# Riding before a century



## notwist (Feb 26, 2009)

I'll be doing my first century this Sunday - three days from now. Will doing a ride before Sunday be beneficial or will it not make any difference in how I feel on Sunday? My last ride was a fast 26 mi on Tuesday. Will I be alright if I just rest up and stay off the bike until my century ride?


----------



## JCavilia (Sep 12, 2005)

You'll be alright if you just rest, but it wouldn't hurt to do a couple of easy-paced rides, to keep things loose and double-check bike fit and adjustments, etc.


----------



## Hank Stamper (Sep 9, 2009)

You difinitely can't improve your fitness in 2 days, so yes.


----------



## mohair_chair (Oct 3, 2002)

For a first century, it's probably best to take it easy right before. If you've been training for this, you can call it "tapering." 

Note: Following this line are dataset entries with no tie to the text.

PR #11437, opened 2026-03-04
fix(Discover): breadcrumb from saved search navigates to root and clears state

JaswanthKumarBL:
### Description
When viewing a saved search in Discover, clicking the Discover breadcrumb did not return to Discover root with a clean state: the saved search stayed in Redux, query and filters were not cleared, and the previous index pattern was not restored.
This change:
Redux: Adds a clearSavedSearch reducer so the saved search can be cleared when navigating back to Discover root.
Breadcrumbs: Updates the Discover breadcrumb onClick to clear app filters, clear the query string, restore the last index pattern from sessionStorage (when available), dispatch clearSavedSearch, and replace the URL to /discover#/ when store and scopedHistory are available (e.g. from the Discover canvas). When they are not (e.g. embedded doc views), it falls back to full app navigation.
Services: Passes services into getRootBreadcrumbs(services) from top_nav.tsx and get_top_nav_links.tsx so the breadcrumb handler has access to store and scopedHistory.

Generally, it depends on your fitness level. If you are riding at a pretty high level, it shouldn't be a big deal to ride before the big day. I almost always rode the night before a long ride, usually a local 12-mile mountain bike loop of moderate difficulty. It was part of my routine, but I was riding 200 miles or more a week at that time. If you are doing more like 50 or 60 a week, then I would stay off the bike until Sunday, or do small rides that don't tax you too much.


----------



## ColoradoVeloDude (Oct 7, 2005)

notwist said:


> I'll be doing my first century this Sunday - three days from now. Will doing a ride before Sunday be beneficial or will it not make any difference in how I feel on Sunday? My last ride was a fast 26 mi on Tuesday. Will I be alright if I just rest up and stay off the bike until my century ride?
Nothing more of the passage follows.